What is Apache Airflow ?
Apache Airflow is a free and open-source application for managing complicated workflows and data processing pipelines. It’s a platform for automating and monitoring workflows for scheduled jobs. It allows us to configure and schedule our processes according to our needs while simplifying and streamlining the process.
Why do we need Apache Airflow ?
Lets us assume a use case where we want to trigger a data pipeline every day at a given time. The data pipeline might include the following steps: Downloading of Data, Processing of Data, and finally Storing of Data.
Now to fulfill the above tasks the pipeline might make use of external API’s and Databases. Meanwhile, we have to make sure that these external Api’s and Databases are constantly available for use so as to make sure that the data pipeline will succeed.
But what is going to happen if the DB is not present or the API we are using to fetch the data is not present, the data pipeline is going to fail. This problem increases multi-folds if there are not one but hundreds of data pipelines operating simultaneously. This is exactly what Apache Airflow Addresses. With Airflow we can manage our data pipelines and execute our tasks in a very reliable way while monitoring our tasks and retrying them automatically.

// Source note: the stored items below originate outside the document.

PR #390, opened 2025-03-15
NOT-A-STUDENT-PR: Update Solution and tests for Sprint 1 'fix median' task

tyzia:
This PR suggests a few improvements in the proposed solution for `calculateMedian()` method.

The solution example now will have two advanced features:

1. Throws an error for invalid input (non-numeric array).
2. Filters array and calculates median for mixed arrays.

It also adds a very important step in calculating a median - sorts the array.

The PR also updates unit tests. If we don't think that student's implementation should handle non-numeric arrays or throw errors, I can remove tests related to these cases.

### DIFF
--- a/Sprint-1/fix/median.js
+++ b/Sprint-1/fix/median.js
@@ -11,18 +11,27 @@
 // }
 
 // Explanation:
-// .splice() is a mutating method, so it updates the array in place.
-// to prevent this, you could take a copy of the array and use .splice(),
-// or you could use bracket notation to element at the desired index
+// The original implementation has several mistakes:
+// 1 - .splice() mutates or changes the original array. We don't want this to happen.
+// 2 - We actually don't need .splice() or any other method to find a median.
+// 3 - We must sort the array before we search for the median.
+// 4 - We should check if the 'list' parameter actually has numbers, otherwise try to filter
+// out all non-numeric values or throw an error if there are no numeric values.
 
 function calculateMedian(list) {
-  const middleIndex = Math.floor(list.length / 2);
+  const onlyNumberList = list.filter(item => typeof item === 'number' && !isNaN(item));
 
-  if (list.length % 2 === 0) { // use the remainder operator (%) to check if the array length is even
-    return (list[middleIndex - 1] + list[middleIndex]) / 2;
+  if (!onlyNumberList.length) {
+    throw new Error('You provided a list without numbers.');
+  } else {
+    const sortedList = onlyNumberList.sort((current, next) => current - next);
+    const indexNearMiddleOfArray = Math.floor(sortedList.length / 2);
+    if (sortedList.length % 2 === 0) {
+      return (sortedList[indexNearMiddleOfArray - 1] + sortedList[indexNearMiddleOfArray]) / 2;
+    } else {
+      return sortedList[indexNearMiddleOfArray];
+    }
   }
-
-  return list[middleIndex];
 }
 
 module.exports = calculateMedian;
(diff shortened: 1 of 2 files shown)


Sprint-1/fix/median.test.js
```diff
@@ -7,20 +7,42 @@
...
 
-  it("doesn't modify the input", () => {
+  it("doesn't modify the input array [1, 2, 3]", () => {
     const list = [1, 2, 3];
     calculateMedian(list);
-
     expect(list).toEqual([1, 2, 3]);
   });
+
+  [ 'not an array', 123, null, undefined, {}, [], ["apple", null, undefined] ].forEach(val =>
```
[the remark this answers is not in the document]
tyzia: Absolutely, the `main` should also be updated. I will first update the tests as to my comment above - not to expect `throw` and after we merge these changes into `solutions`, I will create similar change to `main`.

Sprint-1/fix/median.js
```diff
@@ -11,18 +11,27 @@
...
+// out all non-numeric values or throw an error if there are no numeric values.
 
 function calculateMedian(list) {
-  const middleIndex = Math.floor(list.length / 2);
+  const onlyNumberList = list.filter(item => typeof item === 'number' && !isNaN(item));
 
-  if (list.length % 2 === 0) { // use the remainder operator (%) to check if the array length is even
-    return (list[middleIndex - 1] + list[middleIndex]) / 2;
+  if (!onlyNumberList.length) {
+    throw new Error('You provided a list without numbers.');
```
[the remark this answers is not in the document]
tyzia: Hey @illicitonion please take a look at updated version:

- removed throw error
- return null in case not an array or array with non-numeric values provided

I also keep a commit with both versions of this function (returning null and trowing an error) and related unit tests just in case we would like to add `throw` to learning materials and this example will be needed: a6fd7064504d9f4856c9116ce247d0ce41d879da

Once this PR is approved and merged, I will create the same tests for `main` branch.

Sprint-1/fix/median.js
```diff
@@ -11,18 +11,33 @@
...
+  if (!Array.isArray(list)) {
+    return null;
   }
+  const onlyNumberList = list.filter(item => typeof item === 'number' && !isNaN(item));
 
-  return list[middleIndex];
+  if (!onlyNumberList.length) {
+    return null;
+  } else {
+    const sortedList = onlyNumberList.sort((current, next) => current - next);
```
illicitonion, line 33: The default comparator should work for numbers, right?

```suggestion
    const sortedList = onlyNumberList.sort();
```

illicitonion (approved):
LGTM, thanks!

Sprint-1/fix/median.js
tyzia: Not really, based on what I know about sort() if no comparator function is provided, it will convert numbers to strings and sort them alphabetically. Which will produce `wrong` results.

`console.log([10, 2, 1, 5].sort()); // [1, 10, 2, 5]`

tyzia:
Hi @illicitonion Do I need to get any more approvals or you can merge it?

Sprint-1/fix/median.js
illicitonion: Oh wow, I knew the default comparator wasn't great, but I didn't realise it was _that_ not great!!

illicitonion:
Merged! Thank you! If you can back-port the new/updated tests to `main` that'd be handy too!

tyzia:
Created similar change for `main` branch. @illicitonion please review: https://github.com/CodeYourFuture/Module-Data-Groups/pull/452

Core components of Airflow
Airflow is a simple queueing system based on a metadata database. A scheduler uses the state of queued tasks stored in the database to prioritize how other tasks are added to the queue. There are four main components of Apache Airflow :
The web server is in charge of providing the user interface. It also allows to track job status and read logs from remote file storage.
The scheduler handles scheduling the jobs, it decides which tasks to execute and when and where to execute them. It also decides the execution priority.
Metastore is a database where all the metadata related to Airflow and our data is present. It powers how other components would interact with each other. Stores information regarding the state of each task.
The executor is a process that is tightly connected to the scheduler and determines the worker process which is actually going to execute the task.
Worker is the process where the tasks are executed.
Basic Apache Airflow concepts
A single task in a process is described by an operator and Operators are typically (but not always) nuclear, which means they can stand alone and do not require resources from other operators.
DAG (Directed acyclic graph)
DAG is a collection of small tasks which join together to perform a bigger task. It describes how to run a workflow. It is a collection of all the tasks we want to run organized in a manner that defines their relationship and dependencies.
This is what a standard DAG looks like. It has 4 tasks A, B, C, and D it defines in which order each task will execute and what are their dependencies.
A Task is a basic unit of execution. Each task may have an upstream or a downstream dependency defined. The key point of using Tasks is defining how tasks are related to each other.
Operator is a template for a predefined task that we can declare inside a DAG.
Sensors are special operators as they come into action after an event occurs. Types of Sensors: poke(default), reschedule, and smart sensor.
Benefits of using Apache Airflow
The Airflow dynamic pipeline is built in the form of code, giving it the ability to be dynamic.
Another advantage of working with Airflow is that it is simple to start the operators and executors thus allowing the library to adapt to the level of abstraction required to serve a specific environment.
Apache Airflow is highly scalable and we can execute as many tasks as we want in parallel.
With the help of UI we can monitor our data pipelines and retry our tasks accordingly.